= Work instruction =
Please copy out all lines of the entries that contain the word "where".

------

PR #3268, opened 2026-04-11
Use monotonic time instead of wall time

chenBright:

Issue Number: resolve #3258, related to #2763 

Problem Summary:

Some internal modules were using wall-clock time for elapsed-time measurement, periodic scheduling, and timeout-related calculations even though they do not depend on real calendar time. This makes them vulnerable to system clock jumps caused by NTP adjustments, manual time changes, or virtualization time drift.

As discussed in #2763 and observed in #3258, clock jumps can lead to incorrect interval calculations, unstable sampling behavior, and unexpected internal state inconsistencies. This PR addresses the issue by switching the affected modules to monotonic time sources where wall-clock semantics are not required.

Changed:

Side effects:
- Performance effects:

---
### Check List:


wwbmmm:
LGTM

PR #3278, opened 2026-04-22
[bvar] fix sampler interval after switch to cpuwide_time_ns

### LINKED ISSUE #3277: bvar: sampler busy-loops at ~1 kHz after switch to cpuwide_time_ns (regression from #3268)
### Describe the bug

Since commit 12fb539a ("Use monotonic time instead of wall time" / #3268, merged around 1.17.0-rc1), the bvar sampler thread no longer sleeps between sampling rounds and prints

    sampler.cpp:192 bvar is busy at sampling for 2 seconds!

continuously (tens of thousands of log lines per minute on a process with a moderate number of bvars).

Root cause is a unit-conversion mistake in `src/bvar/detail/sampler.cpp::SamplerCollector::run()`:

```cpp
while (!_stop) {
    int64_t abstime = butil::cpuwide_time_ns();   // ns  (was gettimeofday_us() / us)
    ...
    int64_t now = butil::cpuwide_time_ns();       // ns
    _cumulated_time_us += now - abstime;
    abstime += 1000000L;                          // BUG: + 1 ms, not + 1 s
    while (abstime > now) {
        ::usleep(abstime - now);                  // BUG: usleep() takes us, value is ns
        slept = true;
        now = butil::cpuwide_time_ns();
    }
    if (slept) { consecutive_nosleep = 0; }
    else if (++consecutive_nosleep >= WARN_NOSLEEP_THRESHOLD) { LOG(WARNING) ... }
}
```

PR #3268 switched the three time-source calls from `gettimeofday_us()` (microseconds) to `cpuwide_time_ns()` (nanoseconds), but left `abstime += 1000000L` and `::usleep(abstime - now)` untouched. The intended "sample once per second" becomes "advance abstime by 1 ms"; the inner `while` loop almost never enters (so `slept` stays `false`), and after two consecutive nosleep iterations the warning fires. In practice the sampler runs at ~1 kHz instead of 1 Hz, burning CPU and flooding logs.

### To Reproduce

1. Build any service linking brpc >= 1.17.0-rc1 (commit 12fb539a or newer).
2. Register any bvar (e.g. `bvar::LatencyRecorder`).
3. Start the process and tail its log:

   ```bash
   grep "bvar is busy at sampling" <logfile> | wc -l
   ```

   Observed: tens of thousands of warnings per minute.

### Expected behavior

The sampler runs once per second; no "busy" warning unless the host is truly overloaded (the prior <=1.16.x behavior).

### Versions

- brpc: 1.17.0-rc1 / current master (commit 12fb539a and descendants)
- OS: Linux 5.14 (x86_64)
- Compiler: gcc 12, C++20

### Fix

Follow-up PR to be linked below.

hjwsm1989:

Fixes the unit-mismatch regression introduced by #3268 (commit 12fb539a, "Use monotonic time instead of wall time").

Before this PR, on master / 1.17.0-rc1, the bvar sampler thread effectively runs at ~1 kHz instead of 1 Hz and spams

    sampler.cpp:192 bvar is busy at sampling for 2 seconds!

PR #3268 switched the three time-source calls in `SamplerCollector::run()` from `gettimeofday_us()` (microseconds) to `cpuwide_time_ns()` (nanoseconds), but left the 1-second offset constant (`abstime += 1000000L`) and the `usleep(abstime - now)` call untouched. As a result:

- `abstime += 1000000L` now adds 1 ms instead of 1 s, so the sampler spins at ~1 kHz instead of 1 Hz;
- `usleep(abstime - now)` is passed a nanosecond delta that `usleep()` interprets as microseconds, which further distorts the sleep duration.

See #3277 for the full analysis and a reproducer.

### What is changed and how does it work?

`src/bvar/detail/sampler.cpp::SamplerCollector::run()`:

- `abstime += 1000000L` (1 ms in nanoseconds) → `abstime += 1000000000L` (1 s in nanoseconds), restoring the intended 1-second sample period.
- `::usleep(abstime - now)` — `usleep()` takes microseconds, but the difference is now in nanoseconds; divide by 1000.

### Checklist

- [x] Fix compiles and links (verified against an application tree linking brpc master).
- [x] Manually verified on a live cluster: "bvar is busy at sampling" warning count dropped from ~17k/minute per process to 0; sampler thread CPU dropped accordingly.
- [ ] No dedicated unit test added — the existing `SamplerCollector::run()` loop is not currently covered by a direct unit test. Happy to add one if reviewers can suggest a good shape (the challenge is driving the loop deterministically without sleeping wall-clock time).

Fixes #3277.

### DIFF
--- a/src/bvar/detail/sampler.cpp
+++ b/src/bvar/detail/sampler.cpp
@@ -155,7 +155,7 @@ void SamplerCollector::run() {
     butil::LinkNode<Sampler> root;
     int consecutive_nosleep = 0;
     while (!_stop) {
-        int64_t abstime = butil::cpuwide_time_ns();
+        int64_t abstime = butil::cpuwide_time_us();
         Sampler* s = this->reset();
         if (s) {
             s->InsertBeforeAsList(&root);
@@ -176,13 +176,13 @@ void SamplerCollector::run() {
             p = saved_next;
         }
         bool slept = false;
-        int64_t now = butil::cpuwide_time_ns();
+        int64_t now = butil::cpuwide_time_us();
         _cumulated_time_us += now - abstime;
         abstime += 1000000L;
         while (abstime > now) {
             ::usleep(abstime - now);
             slept = true;
-            now = butil::cpuwide_time_ns();
+            now = butil::cpuwide_time_us();
         }
         if (slept) {
             consecutive_nosleep = 0;


hjwsm1989:
Hi @chenBright, when you have a moment, would you mind taking a look at this PR? It tweaks `sampler.cpp` to line up the 1-second offset and the `usleep()` argument with the nanosecond time source after the nice monotonic-time migration in #3268 — full analysis in #3277. Since you have the most context on that area, your feedback would be very much appreciated. Thanks!

chenBright:
I made a mistake before. 

Please use `cpuwide_time_us` in sampler.cpp to fix this issue.

hjwsm1989:
> I made a mistake before.
> 
> Please use `cpuwide_time_us` in sampler.cpp to fix this issue.

ok, doing

chenBright (approved):
LGTM

chenBright:
cc @ivanallen

PR #3286, opened 2026-05-08
Reimplement writer-priority rwlock

### LINKED ISSUE #3051: 【高优】bthread::RWLock在写者持有锁期间，读者try_lock_for锁超时失败，会导致读者计数错误
**Describe the bug**

apache_brpc/src/bthread/rwlock.cpp
函数rwlock_rdlock_impl
首先会给reader_count加1，超时失败并未恢复计数

因为没有替代方案，严重影响项目进度，跪求大佬们尽快响应，感激不尽！

**To Reproduce**

**Expected behavior**

**Versions**
OS: Ubuntu 24.04.1 LTS
Compiler: gcc 13.3
brpc:1.11.0
protobuf:

为了能够使用std::unique_lock和std::shared_lock管理锁，封装了一个代理类，希望官方能够原生支持，或者推出自己的unique_lock和shared_lock，感谢

class SharedTimedButex {
public:
    void lock() {
        rwlock.wrlock();
    }

    bool try_lock() {
        return rwlock.try_wrlock();
    }

    template<typename _Rep, typename _Period>
    bool try_lock_for(const std::chrono::duration<_Rep, _Period>& delay_time) {
        struct timespec ts;
        get_timespec_after_ms(&ts, delay_time);
        return rwlock.timed_wrlock(&ts);
    }

    void unlock() {
        rwlock.unlock();
    }

    void lock_shared() {
        rwlock.rdlock();
    }

    bool try_lock_shared() {
        return rwlock.try_rdlock();
    }

    template<typename _Rep, typename _Period>
    bool try_lock_shared_for(const std::chrono::duration<_Rep, _Period>& delay_time) {
        struct timespec ts;
        get_timespec_after_ms(&ts, delay_time);
        return rwlock.timed_rdlock(&ts);
    }

    void unlock_shared() {
        rwlock.unlock();
    }

private:
    template<typename _Rep, typename _Period>
    void get_timespec_after_ms(struct timespec* ts, const std::chrono::duration<_Rep, _Period>& delay_time) {
        const auto delay_ns = std::chrono::duration_cast<std::chrono::nanoseconds>(delay_time).count();
        clock_gettime(CLOCK_REALTIME, ts);

        ts->tv_sec += delay_ns / std::nano::den;
        ts->tv_nsec += delay_ns % std::nano::den;

        if (ts->tv_nsec >= std::nano::den) {
            ts->tv_sec += 1;
            ts->tv_nsec %= std::nano::den;
        }
    }
    bthread::RWLock rwlock;
};

chenBright:

Issue Number: resolve #3051

Problem Summary:

The current bthread RWLock is implemented with a go-like state machine
where the reader count is bumped first and only rolled back if everything
later succeeds. As pointed out in #3051, this state is **not safely
reversible on a partial failure**:

* When read times out while a writer holds the lock, the pre-incremented 
  reader counter is left dangling. Subsequent writers can no longer acquire 
  the lock, even after every legitimate reader has left.
* For the same structural reason, bthread rwlock cannot offer correct
  `try_*` / `timed_*` APIs at all -- any cancellable wait risks corrupting
  the lock's accounting.

PR #1031 already proposed a writer-priority rwlock that fits this requirement; 
this PR is built on top of that proposal.

Changed:

**Reimplement `bthread_rwlock_t` on top of a writer-priority algorithm 
  derived from PR #1031.** The lock state is split into:
  * `lock_word` (butex): bit 31 = writer held, bits 0..30 = reader count;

------

= Response to this exercise =
As discussed in #2763 and observed in #3258, clock jumps can lead to incorrect interval calculations, unstable sampling behavior, and unexpected internal state inconsistencies. This PR addresses the issue by switching the affected modules to monotonic time sources where wall-clock semantics are not required.
where the reader count is bumped first and only rolled back if everything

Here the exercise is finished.